* _What needs to be done_: Find the lines in the records below that contain "than", and report each of them.

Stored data
------------------------------------------------------------

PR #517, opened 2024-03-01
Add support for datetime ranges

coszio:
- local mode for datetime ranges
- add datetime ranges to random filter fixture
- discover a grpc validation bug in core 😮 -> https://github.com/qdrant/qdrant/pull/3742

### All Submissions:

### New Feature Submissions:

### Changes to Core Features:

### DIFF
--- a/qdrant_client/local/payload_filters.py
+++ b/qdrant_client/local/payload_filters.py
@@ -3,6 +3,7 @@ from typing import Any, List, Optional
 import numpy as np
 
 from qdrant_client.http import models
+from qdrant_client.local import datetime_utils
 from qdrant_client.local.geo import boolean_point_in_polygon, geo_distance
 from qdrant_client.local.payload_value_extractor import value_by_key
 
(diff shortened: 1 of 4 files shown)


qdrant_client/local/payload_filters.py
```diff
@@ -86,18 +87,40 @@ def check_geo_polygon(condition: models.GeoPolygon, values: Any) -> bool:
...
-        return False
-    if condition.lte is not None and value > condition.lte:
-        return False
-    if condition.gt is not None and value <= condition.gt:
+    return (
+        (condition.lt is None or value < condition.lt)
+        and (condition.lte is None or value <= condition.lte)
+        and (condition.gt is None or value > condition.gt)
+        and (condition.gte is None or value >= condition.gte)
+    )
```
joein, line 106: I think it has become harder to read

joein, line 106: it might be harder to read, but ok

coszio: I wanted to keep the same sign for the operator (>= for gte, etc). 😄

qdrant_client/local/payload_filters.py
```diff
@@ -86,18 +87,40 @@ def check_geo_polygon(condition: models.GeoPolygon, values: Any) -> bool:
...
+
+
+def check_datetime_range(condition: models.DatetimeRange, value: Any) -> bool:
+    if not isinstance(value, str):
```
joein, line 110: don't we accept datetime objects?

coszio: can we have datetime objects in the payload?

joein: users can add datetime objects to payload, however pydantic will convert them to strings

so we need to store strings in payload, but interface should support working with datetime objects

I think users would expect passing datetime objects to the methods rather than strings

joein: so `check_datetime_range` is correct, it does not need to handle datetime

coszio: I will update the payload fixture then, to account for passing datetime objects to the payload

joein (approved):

------------------------------------------------------------

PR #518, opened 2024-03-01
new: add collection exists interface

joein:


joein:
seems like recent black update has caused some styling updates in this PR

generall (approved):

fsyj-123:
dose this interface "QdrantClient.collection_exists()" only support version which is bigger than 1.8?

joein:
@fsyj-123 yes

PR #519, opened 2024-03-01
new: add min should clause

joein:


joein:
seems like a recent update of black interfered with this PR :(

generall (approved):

------------------------------------------------------------

* _Answer to this task_:
I think users would expect passing datetime objects to the methods rather than strings
dose this interface "QdrantClient.collection_exists()" only support version which is bigger than 1.8?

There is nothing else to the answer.